The Reserve Bank of New Zealand (RBNZ) surprised markets this morning by not only cutting interest rates by 25 basis points, but also reporting that a 50 basis point cut was under serious discussion. The RBNZ justified the move by saying that the economy had cooled more than expected recently and that it was basing its assessment of inflation more on expectations, which had already returned to the middle of the target range of 1-3%, Commerzbank FX strategist Volkmar Baur notes.
“Inflation itself is still too high, but also on the right track. The central bank compared the situation of a weaker economy and falling inflation with other G10 countries, saying that New Zealand was more comparable to countries that had already started to cut interest rates.”

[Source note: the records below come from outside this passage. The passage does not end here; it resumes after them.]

PR #2582, opened 2020-12-03
Support Advanced/Remote searches in Selection Session

PenghaiZhang:
#688 

##### Checklist

- [ ] tests are included

##### Description of change

This PR addresses the issue that Remote search page and Advanced search page didn't display properly in Selection Session if they are open from new search UI.

There are three changes: 

1. Create a new TS component named 'OeqLink'. The reason is we have a few places where we need to switch between `React Route Link` and `MUI Link`, depending on whether the page is in Selection Session. 

2. For Advanced search requests coming from new search UI in Selection Session, create a new Legacy endpoint which is `advanced/searching.do`. To support this endpoint, also create a Section module and a Section. 

3. Make sure functions related to `Drag and Drop` are only called when Selection Session is in structured.

### DIFF
--- a/Source/Plugins/Core/com.equella.core/js/tsrc/modules/LegacySelectionSessionModule.ts
+++ b/Source/Plugins/Core/com.equella.core/js/tsrc/modules/LegacySelectionSessionModule.ts
@@ -216,6 +216,42 @@ export const buildSelectionSessionItemSummaryLink = (
 };
 
 /**
+ * Build a Selection Session specific Remote search Link. Recommended to first call `isSelectionSessionOpen()`
+ * before use.
+ * @param uuid The UUID of a Remote search
+ */
+export const buildSelectionSessionRemoteSearchLink = (uuid: string): string => {
+  const { stateId, integId } = getSelectionSessionInfo();
+  const remoteSearchLink = AppConfig.baseUrl.concat(
+    `access/z3950.do?.repository=${uuid}&uc=true&_sl.stateId=${stateId}`
+  );
+
+  if (integId) {
+    return remoteSearchLink.concat(`&_int.id=${integId}`);
+  }
+  return remoteSearchLink;
+};
+
+/**
+ * Build a Selection Session specific Advanced search Link. Recommended to first call `isSelectionSessionOpen()`
+ * before use.
+ * @param uuid The UUID of an Advanced search
+ */
+export const buildSelectionSessionAdvancedSearchLink = (
+  uuid: string
+): string => {
+  const { stateId, integId } = getSelectionSessionInfo();
+  const remoteSearchLink = AppConfig.baseUrl.concat(
+    `searching.do?in=P${uuid}&editquery=true&_sl.stateId=${stateId}`
+  );
+
+  if (integId) {
+    return remoteSearchLink.concat(`&_int.id=${integId}`);
+  }
+  return remoteSearchLink;
+};
+
+/**
  * Update the content of DIV "selection-summary". This function is primarily for
  * 'selectOrAdd' mode. In this mode, what is returned from 'searching.do' is an
  * object of 'LegacyContentResponse'.
--- a/Source/Plugins/Core/com.equella.core/js/tsrc/modules/LegacySelectionSessionModule.ts
+++ b/Source/Plugins/Core/com.equella.core/js/tsrc/modules/LegacySelectionSessionModule.ts
@@ -16,7 +16,12 @@
  * limitations under the License.
  */
 import Axios from "axios";
-import { getBaseUrl, getRenderData, SelectionSessionInfo } from "../AppConfig";
+import {
+  API_BASE_URL,
+  getBaseUrl,
+  getRenderData,
+  SelectionSessionInfo,
+} from "../AppConfig";
 import { LegacyContentResponse } from "../legacycontent/LegacyContent";
 import { routes } from "../mainui/routes";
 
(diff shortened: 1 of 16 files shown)


Source/Plugins/Core/com.equella.core/js/tsrc/modules/LegacySelectionSessionModule.ts
```diff
@@ -215,6 +226,42 @@ export const buildSelectionSessionItemSummaryLink = (
...
+/**
+ * Build a Selection Session specific Remote search Link. Recommended to first call `isSelectionSessionOpen()`
+ * before use.
+ * @param uuid The UUID of a Remote search
+ */
+export const buildSelectionSessionRemoteSearchLink = (uuid: string): string => {
+  const { stateId, integId } = getSelectionSessionInfo();
+  const remoteSearchLink = AppConfig.baseUrl.concat(
+    `access/z3950.do?.repository=${uuid}&uc=true&_sl.stateId=${stateId}`
+  );
```
edalex-ian, line 238: To keep things DRY so as to ensure accuracy, this should more so wrap the route in `routes`, something like:

```suggestion
  const remoteSearchLink = AppConfig.baseUrl.concat(
    `${routes.RemoteSearch.to(uuid)}&_sl.stateId=${stateId}`
  );
```

The same suggestion applies for the below Advanced Search.

Source/Plugins/Core/com.equella.core/js/tsrc/modules/LegacySelectionSessionModule.ts
```diff
@@ -215,6 +226,42 @@ export const buildSelectionSessionItemSummaryLink = (
...
+): string => {
+  const { stateId, integId } = getSelectionSessionInfo();
+  const advancedSearchLink = AppConfig.baseUrl.concat(
+    `advanced/searching.do?in=P${uuid}&editquery=true&_sl.stateId=${stateId}`
+  );
+
+  if (integId) {
+    return advancedSearchLink.concat(`&_int.id=${integId}`);
+  }
+  return advancedSearchLink;
```
edalex-ian, line 262: This body pretty well duplicates the above function. I'd suggest you have one function such as:

```typescript
const buildSelectionSessionLink = (routerPath: string) => {
  const { stateId, integId } = getSelectionSessionInfo();
  const selectionSessionLink = AppConfig.baseUrl.concat(
    `${routerPath}&_sl.stateId=${stateId}`
  );

  if (integId) {
    return selectionSessionLink.concat(`&_int.id=${integId}`);
  }
  return selectionSessionLink;
}
```

And this this function would simply be:

```typescript
export const buildSelectionSessionAdvancedSearchLink = (
  uuid: string
): string => buildSelectionSessionLink(routes.AdvancedSearch.to(uuid));
```

And you'd obviously do the same for `buildSelectionSessionRemoteSearchLink`. (And further down this review I've noted you'd probably want the same for `buildSelectionSessionItemSummaryLink`.)

Source/Plugins/Core/com.equella.core/js/tsrc/search/components/SearchResult.tsx
```diff
@@ -482,11 +480,13 @@ export default function SearchResult({
...
-            <DragIndicatorIcon />
-          </IconButton>
-        </Grid>
+        {inStructured && (
+          <Grid item>
+            <IconButton>
+              <DragIndicatorIcon />
+            </IconButton>
+          </Grid>
+        )}
```
edalex-ian, line 489: With this block we now have further conditional logic where we're already inside a ternary. I think for readability sake, this `true` branch of the ternary should now be in it's own function. So then this value expression might end up looking like:

```typescript
const itemPrimaryContent =
  inSelectionSession && !isSelectSummaryButtonDisabled() ? (
    selectionSessionItemContent()
  ) : (
    itemLink()
  );  
```

Source/Plugins/Core/com.equella.core/src/com/tle/web/searching/section/RootAdvancedSearchSection.java
```diff
@@ -0,0 +1,78 @@
...
+  }
+
+  @Override
+  public void registered(String id, SectionTree tree) {
+    super.registered(id, tree);
+  }
+
+  @Override
+  public boolean useNewSearch() {
+    return false;
```
edalex-ian, line 76: Could be value here in a comment saying why you're setting this to 'false'.

Source/Plugins/Core/com.equella.core/src/com/tle/web/searching/section/RootSearchSection.java
```diff
@@ -70,6 +70,11 @@ protected String getSessionKey() {
     return SEARCH_SESSIONKEY;
   }
 
+  // For child sections that need to skip new Search UI, override this function and return false.
```
edalex-ian, line 73: Be good to do as JavaDoc.

Source/Plugins/Core/com.equella.core/src/com/tle/web/searching/section/RootSearchSection.java
```diff
@@ -70,6 +70,11 @@ protected String getSessionKey() {
...
+  public boolean useNewSearch() {
```
edalex-ian, line 74: Should this perhaps just be `protected`?

```suggestion
  protected boolean useNewSearch() {
```

It's not intended to be used a public interface, just for internal operations.

edalex-ian (changes requested):
Looks great @PenghaiZhang 

Just a few bits of code tidy-up (things obviously just overlooked while you were attempting to wrangle this beasty).

Source/Plugins/Core/com.equella.core/js/tsrc/modules/LegacySelectionSessionModule.ts
PenghaiZhang: There is one small difference. For the ItemSummary URL, it requires `&a=${layout}` whereas the remote one and advanced one do not need. But I think it's fine to add this query string to the remote one and advanced one.

PenghaiZhang:
Although the rest module test failed due to `psc-package`, Codebuild passed so merge the PR.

“As noted yesterday, the market had been expecting a cut, while analysts generally tended to believe that the central bank would wait. What surprised the market so much that the Kiwi lost about 1% against the US dollar this morning is that the central bank seems to be seriously considering a 50 basis point move. However, it appears to me that this statement is more about telling the market that anything is possible at any time.”
“And it should not be interpreted as an announcement of an imminent faster cut. The data does not support such a move at the moment. Unlike the Australian dollar, for example, the market is already pricing in a significant cycle of rate cuts by the RBNZ. This should support the Kiwi in the medium term.”